PR #6260, opened 2026-05-29
fix(type-checker): resolve false-positive E1091/E1092 for @contextmanager methods

SandeepaHWP:
## Summary

- `@contextmanager`-decorated methods were producing false-positive **E1091** (no `__enter__`) and **E1092** (no `__exit__`) on every `with` block that used them
- Root cause: `get_type_of_ability` read the declared `-> None` return type literally and never applied the `@contextmanager` runtime transformation
- Fix: detect `@contextmanager` in `get_type_of_ability` and override the return type to `AbstractContextManager` (lazy-loaded from the vendored contextlib stub) — the `with`-statement checker then finds `__enter__`/`__exit__` naturally with no special-casing at the call site
- Also fixes the stored-variable edge case: `ctx = lock.acquire(); with ctx { }` — `ctx` is now correctly typed as `AbstractContextManager` rather than `NoneType`
- Eliminates **40 false-positive errors** from `langserve/rwlock.jac` usage in `langserve/engine.jac`

## Files changed

| File | Change |
|---|---|
| `compiler/type_system/properties.jac` + `impl` | Add `is_contextmanager_decorator_type` detector (mirrors `is_cached_property_decorator_type`) |
| `type_evaluator.jac` | Add `contextlib_module` field, `_CONTEXTLIB_STUB_FILE_PATH`, `_get_contextmanager_return_type` declaration |
| `type_evaluator.impl/type_evaluator.impl.jac` | Initialize `_CONTEXTLIB_STUB_FILE_PATH` in postinit |
| `type_evaluator.impl/construct_types.impl.jac` | Apply `@contextmanager` return type override in `get_type_of_ability` |
| `type_evaluator.impl/evaluator_util_methods.impl.jac` | Implement `_get_contextmanager_return_type` |
| `tests/compiler/passes/main/test_checker_bugs.jac` | 3 regression tests (`#CTXMGR-1`) |
| `tests/compiler/passes/main/fixtures/checker/` | 3 fixture files for the tests |
| `tests/compiler/fixtures/` | Minimal reproduction files |


kugesan1105:
Closing in favor of #6292 (merged). This PR was a targeted, static name-checking workaround (matching the `contextmanager`/`asynccontextmanager` decorator by name). #6292 is the proper fix: it infers TypeVars through function-typed arguments and applies decorators generically (Pyright-style), so context managers are recognized with no per-decorator name special-casing.

PR #6294, opened 2026-05-31
fix(mongo-backend): persist empty-dict archetype fields via $literal wrap (#6167)

### LINKED ISSUE #6167: [bug] _strip_empty_dicts not applied to partial_data, allowing empty-dict archetype fields to re-trigger 40180
## Summary

`_strip_empty_dicts` is applied to `non_arch_top` but **not** to `partial_data`. Both paths converge into the same `$set` in the MongoDB pipeline (`memory_hierarchy.mongo.impl.jac:773`), so an archetype field declared as `has settings: dict = {}` can write `data.archetype.settings = {}` into the document and re-trigger the bug fixed in #40180.

## Steps to reproduce

1. Define an archetype with a default empty-dict field, e.g. `has settings: dict = {}`.
2. Persist the node/edge so it goes through the `partial_data` path.
3. Observe that `data.archetype.settings: {}` is written to MongoDB via `$set`.
4. This empty dict re-triggers the same condition that #40180 was meant to fix.

## Root cause

`_strip_empty_dicts` is only called on `non_arch_top` before the `$set` is assembled. `partial_data` bypasses the strip, so empty dicts survive into the final `$set` document.

**Relevant location:** `memory_hierarchy.mongo.impl.jac:773`

## Suggested fix

Strip `set_doc` at the choke point — after both `non_arch_top` and `partial_data` are merged into `set_doc` and before it is handed to `$set` — so no upstream source can sneak an empty dict back in.

## Impact

Any archetype with a `has field: dict = {}` default will silently re-introduce the 40180 regression on every save through the `partial_data` path.

---
> Follow-up from PR review by @akindu-k — marked as non-blocking but worth tracking.

akindu-k:
## Problem

`_put_node_atomic` updates a `NodeAnchor` using an **aggregation-pipeline** `$set` (`find_one_and_update(..., [{'$set': set_doc}], ...)` — note the `[ ... ]` list, required for the atomic `$setUnion`/`$setDifference` edge-merge expression).

A pipeline `$set` **evaluates every field value as an aggregation expression**. That has two failure modes for serialized archetype data:

1. **Empty embedded documents.** On **MongoDB older than 6.1.0**, a bare `{}` is rejected with error **40180** (`Location40180`, "an empty object is not a valid value"). The restriction was lifted in **6.1.0** by [`SERVER-54046`](https://jira.mongodb.org/browse/SERVER-54046), with no 6.0.x backport. This matters because jac-scale provisions **`mongo:6.0`** on Kubernetes (`providers/database/kubernetes_mongo.jac`).
2. **`$`-prefixed keys.** A dict whose keys start with `$` is misread as an operator — e.g. the `{'$ref': ..., '$type': ...}` the `Serializer` emits for a repeated anchor reference.

`set_doc` is assembled from two sources:

| Source | Target path | Handled before #6076? |
|--------|-------------|--------------------------|
| `non_arch_top` | `data.<k>` (e.g. `access.roots.anchors`) | ✅ yes — stripped in #6076 |
| `partial_data` | `data.archetype.<k>` (dirty archetype fields) | ❌ no |

#6076 handled only the `non_arch_top` half. The `partial_data` half went into the `$set` raw, so any archetype field that serialized to an empty dict:

```jac
node MyNode { has settings: dict = {}; }
```

reached the pipeline `$set` as `data.archetype.settings = {}` and raised 40180. `_put_node_atomic` swallows the exception in its `try/except`, so **every such partial save was silently lost** on mongo < 6.1.0 — the node stopped persisting updates after its first full write.

## Why stripping is the wrong fix

The obvious fix is to strip the empty dict out before writing. That avoids 40180 but loses information: a deliberate "clear this field back to `{}`" becomes a no-op, leaving the previously stored value in place. A version-gated strip (strip only below 6.1.0) has the same flaw on exactly the version we ship.

So stripping trades a silent write loss for a silent clear loss. We want the empty dict to actually persist. Stripping also does nothing for the `$`-prefixed-key failure mode.

## Fix

Adopt **one uniform rule** for the pipeline `$set`: `data.edges` is the only expression; every serialized data value is wrapped in `{'$literal': v}` and stored verbatim.

```jac
# Build a flat $set document. This is an aggregation-pipeline $set, so
# every value is evaluated as an expression — which rejects bare empty
# dicts (error 40180) and misreads `$`-prefixed keys (e.g. a Serializer
# `$ref`/`$type`). One rule keeps it safe: `data.edges` is the only
# expression; every serialized data value is wrapped in `$literal` and
# stored verbatim. (`type`/`updated_at` are hardcoded literals.)
    set_doc[f"data.{k}"] = {'$literal': v};
}
for (k, v) in partial_data.items() {
    set_doc[f"data.archetype.{k}"] = {'$literal': v};
}
set_doc['data.edges'] = {'$setUnion': [...]};   // the only expression
```

`$literal` is a standard aggregation operator (since MongoDB 2.6) that returns its argument verbatim without evaluating it. Wrapping the **whole value** of both source groups — archetype fields *and* non-archetype top-level fields (`access`) — neutralizes **both** failure modes at once (empty dicts *and* `$`-prefixed keys) with a single mental model. It is safe because every wrapped value comes from serialization and is pure data that must never be evaluated, and each field is assigned as a whole value (no dot-path sub-updates within a field). `type`/`updated_at` are hardcoded literal scalars and need no wrap.

This replaces the earlier split (wrap archetype, strip non-archetype) and lets the `_strip_empty_dicts` helper be **deleted** — one fewer concept, less code, and the `access` field is now also robust against `$`-keys. Two incidental cleanups in the same function: the now-unread `arch` local (dead since the collect-pass refactor) is removed, and the stale `data.archetype.<field> — only dirty scalar fields` comment is corrected (dict fields are written there too).

**Trade-off:** stripping omitted default empty-dict leaves (e.g. `access.roots.anchors = {}`) and the loader rebuilt them; `$literal` stores them. That is a few bytes per document with **no runtime/deserialization difference** (`_deserialize_permission` rebuilds defaults regardless). One pre-existing #6076 test asserted on this stored shape and was updated to assert the real invariant ("the write succeeds and access is persisted") instead of "no empty dicts stored."

Result: an empty, cleared-to-`{}`, or `$`-keyed dict field — archetype or access — now persists identically on all MongoDB versions, with no server-version detection and no data migration.

## What is deliberately left unchanged

**`put_partial`** uses a **classic operator** `$set` (`update_one(..., {'$set': update})`, a plain dict, not a pipeline), which accepts empty embedded documents on every MongoDB version. The 40180 restriction does not apply there, so it stores `{}` as-is and must not be touched. A comment documents this.

**`data.edges`** stays an aggregation expression (`$setUnion`/`$setDifference`) — it is the whole reason the update is a pipeline, and it must be evaluated, not stored literally.

## Note on the merge with `main`

`main` refactored dirty detection into `jaclang.runtimelib.changeset` and made the runtime's **collect pass the single owner of dirty detection**, passing the dirty `fields` set into `_put_node_atomic`. This branch adopts that architecture — the backend trusts `fields` rather than re-deriving dirtiness — and narrows its own contribution to the empty-dict/`$`-key *encoding* fix. The atomic-path tests were updated to call `_put_node_atomic` with the new `fields` argument.

## Tests

Two regression tests in `test_mongo_layer123.jac`, one per failure mode. Each is included only because it **fails without the fix**:

- **Clear-to-`{}` on `mongo:6.0` via `$literal` (the #6167 regression):** seed `settings={"keep": 1}`, clear to `{}`, run the atomic path on the version that raises 40180. A non-`None` document proves the pipeline `$set` did not raise, and `settings == {}` proves the clear persisted.
- **`$`-prefixed keys round-trip on the atomic path:** stores `settings = {"$ref": ..., "$type": "node"}` (the shape the `Serializer` emits for a repeated anchor reference) and asserts it round-trips verbatim — pinning the second failure mode the whole-value wrap covers. Runs on `mongo:latest` since `$ref` is misread as an operator on every version.

A dedicated `mongo:6.0` container is required for the first test because the shared `mongo:latest` helper accepts bare `{}` and cannot reproduce 40180. A `mongo:latest` clear-to-`{}` test was deliberately omitted (6.1+ accepts bare `{}`, so it would pass with or without the fix), as was a `put_partial` test (that path uses a classic `$set` this PR does not change).

The pre-existing **#6076 test** was updated: it asserted the stored document contained *no* empty dicts (a proxy for the old strip approach). Since the uniform `$literal` rule now legitimately stores `access.roots.anchors = {}`, that assertion was flipped to the real invariant — the atomic write succeeds and `access` is persisted despite the default empty dict.

## Reproduction matrix

| Image | Server | Pipeline `$set` with bare empty dict | Behavior with fix |
|-------|--------|-------------------------------|----------|
| `mongo:6.0` | 6.0.x | ❌ raises 40180 | `$literal` wrap stores `{}` |
| `mongo:7.0` | 7.0.x | ✅ OK | `$literal` wrap stores `{}` |
| `mongo:latest` | 8.x | ✅ OK | `$literal` wrap stores `{}` |

Closes #6167.


akindu-k:
Refer: https://jira.mongodb.org/browse/SERVER-54046

jac-scale/jac_scale/impl/memory_hierarchy.mongo.impl.jac
```diff
@@ -925,13 +970,15 @@ impl MongoBackend._put_node_atomic(
...
         dirty = setattr_dirty | hash_dirty;
 
-        # Serialize only the dirty archetype fields.
-        partial_data = Serializer.serialize_fields(anchor, dirty) if dirty else {};
+        serialized: dict = Serializer.serialize_fields(anchor, dirty) if dirty else {};
+        partial_data: dict[str, object] = (
+            cast(dict, _strip_empty_dicts(serialized))
+                if self._strip_pipeline_empty_dicts
+                else serialized
+        );
```
udithishanka: there's a simpler fix that also closes the data-loss trade-off: instead of version-gating a strip, recursively wrap empty-dict leaves in a $literal expression before they go into the pipeline $set. verified this on a real mongo 6.0.28 container: a raw empty dict is rejected with 40180, but {'$literal': {}} is accepted and stores a real empty object, and nested leaves work too ({'a': {'$literal': {}}, 'b': 2} stores {'a': {}, 'b': 2}).

it matters here because jac-scale provisions mongo:6.0 on k8s, so the documented trade-off (a deliberate clear-to-{} can't be expressed on < 6.1) silently loses writes on the default production deployment, not some EOL edge case. with the literal wrap the behavior is identical on every server version: no version sniffing, no process-cache key, no postinit field, no declaration change, and clear-to-{} persists everywhere. roughly:

```jac
def _wrap_empty_dicts_literal(v: object) -> object {
    if isinstance(v, dict) {
        if not v {
            return {'$literal': {}};
        }
        return {k: _wrap_empty_dicts_literal(vv) for (k, vv) in v.items()};
    }
    if isinstance(v, list) {
        return [_wrap_empty_dicts_literal(item) for item in v];
    }
    return v;
}
```

applied unconditionally to partial_data on this pipeline path only (put_partial's classic $set must stay raw, as you already have it). the ~40 lines of version-detection machinery collapse into this one transform, and the mongo:latest test and the 6.0 test can then assert the exact same clear-to-{} behavior.

udithishanka (changes requested):
One design suggestion that also closes the clear-to-empty data loss on the provisioned mongo:6.0.

akindu-k:
image

PR #6296, opened 2026-05-31
fix(testing): scope JacAPIServer config to base_path; eliminate set_config() global mutation in SPA tests

### LINKED ISSUE #6169: flaky: "get root endpoint" test intermittently fails under pytest-xdist parallel workers
## Summary

`jac/tests/runtimelib/test_testing.jac::get root endpoint` fails non-deterministically when the suite runs with `-n auto` (pytest-xdist). The assertion `assert response.ok` at line 46 fails roughly 1 in 20 runs with no code change between passing and failing runs.

## Observed failure

```
______________________________ get root endpoint _______________________________
[gw1] linux -- Python 3.12.13
  jac/tests/runtimelib/test_testing.jac:46 in test_get_root_endpoint
    assert response.ok;
E   AssertionError:
```

Seen on CI run [26417727074](https://github.com/jaseci-labs/jaseci/actions/runs/26417727074) (branch `fix/recover-all-ordering-and-missing-endpoint-warning`, 19/20 runs passed with identical code) and independently on the `main` branch.

## Root cause hypothesis

`JacTestClient` executes requests in-process via a `MockHandler` that invokes `do_GET()` on the server's handler class. The handler and its introspector share process-level state (`Jac.loaded_modules`, the module hub, `ModuleIntrospector._walkers`) across xdist worker processes. When a parallel worker leaves that state dirty — e.g. a partially initialised or torn-down module — a concurrent worker's `GET /` can return a non-200 response.

`25d624008` ("move app identity onto ExecutionContext to isolate in-process clients") addressed some of this isolation, but the flakiness persists, so at least one shared-state access path remains.

## Repro notes

- Only observed under `-n auto` (multi-worker). The test is likely clean when run in isolation or with `-n0`.
- Worker `gw1` is consistently the failing worker, suggesting it picks up a module cache populated by another worker.

## Suggested fix

Ensure `JacTestClient` gets a fully isolated view of `Jac.loaded_modules` / the module hub for each client instance, or add a per-test lock around module load/unload so workers cannot observe each other's intermediate state.

Alternatively, mark the test `@pytest.mark.xdist_group("testing_client")` so all `test_testing.jac` tests run on the same worker and cannot race with unrelated tests.

akindu-k:
## Problem

`jac/tests/runtimelib/test_testing.jac::get root endpoint` was failing intermittently (~1 in 20 runs) under `pytest-xdist -n auto` with no code changes between passing and failing runs.

### Root cause

`make_spa_client()` in `test_serve_client.jac` configured the server by mutating the **process-level global config singleton**:

```python
set_config(JacConfig(serve=ServeConfig(base_route_app="client_page")))
```

Each SPA test reset it afterwards via `set_config(JacConfig())` — but that cleanup only ran if **all assertions passed**. If any assertion in a SPA test failed before the cleanup line (e.g. `assert "<!DOCTYPE html>" in html` failing due to a transient rendering issue), the dirty config stayed in memory.

When `get root endpoint` ran next on the **same xdist worker process**, `do_GET` called `get_config()`, received the stale config with `base_route_app="client_page"`, and routed `GET /` to `_render_page("client_page")`. `serve_api.jac` has no client bundle, so `render_page` raised `RuntimeError` → the handler returned **500** → `assert response.ok` failed with `AssertionError`.

Because `-x` stops after the first failure, only `get root endpoint` appeared in CI logs — the SPA test whose cleanup failed was swallowed.

## Fix

**Two-part change:**

### 1. `JacAPIServer` owns its config

Added `_app_config: (JacConfig | None) = None` to `JacAPIServer`. In `postinit`, it is populated by calling `JacConfig.discover(start_path=Path(self.base_path))` — the same discovery the real production code path uses when reading a project's `jac.toml`.

`do_GET` now reads `config = server._app_config` instead of `config = get_config()`. Each server instance carries its own isolated config snapshot taken at construction time; mutations to the process-level singleton by other in-process clients cannot affect routing.

### 2. `make_spa_client` writes a real `jac.toml`

Instead of calling `set_config()` on the global singleton, `make_spa_client` now writes a minimal `jac.toml` into the fixture tmpdir:

```toml
[serve]
base_route_app = "client_page"
```

`JacAPIServer.postinit` discovers it from `base_path` — exactly the same path a real SPA app would take. All `set_config(JacConfig())` cleanup calls in the SPA tests are removed; they are no longer needed.

## CI runs that showed the flakiness
- https://github.com/jaseci-labs/jaseci/actions/runs/26417727074 (original flaky run)
- https://github.com/jaseci-labs/jaseci/actions/runs/26466744981 (PR #6194, same failure)
- https://github.com/jaseci-labs/jaseci/actions/runs/26707768830 (PR #6294, same failure)

Closes #6169


akindu-k:
closing this as it is addressed by #6318.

■ YOUR INSTRUCTIONS
Only an exact copy of the lines from the beginning of the listing through the line with "- Fix: detect", both included, belongs in the answer.

■ RESULT OF THE EXERCISE
PR #6260, opened 2026-05-29
fix(type-checker): resolve false-positive E1091/E1092 for @contextmanager methods

SandeepaHWP:
## Summary

- `@contextmanager`-decorated methods were producing false-positive **E1091** (no `__enter__`) and **E1092** (no `__exit__`) on every `with` block that used them
- Root cause: `get_type_of_ability` read the declared `-> None` return type literally and never applied the `@contextmanager` runtime transformation
- Fix: detect `@contextmanager` in `get_type_of_ability` and override the return type to `AbstractContextManager` (lazy-loaded from the vendored contextlib stub) — the `with`-statement checker then finds `__enter__`/`__exit__` naturally with no special-casing at the call site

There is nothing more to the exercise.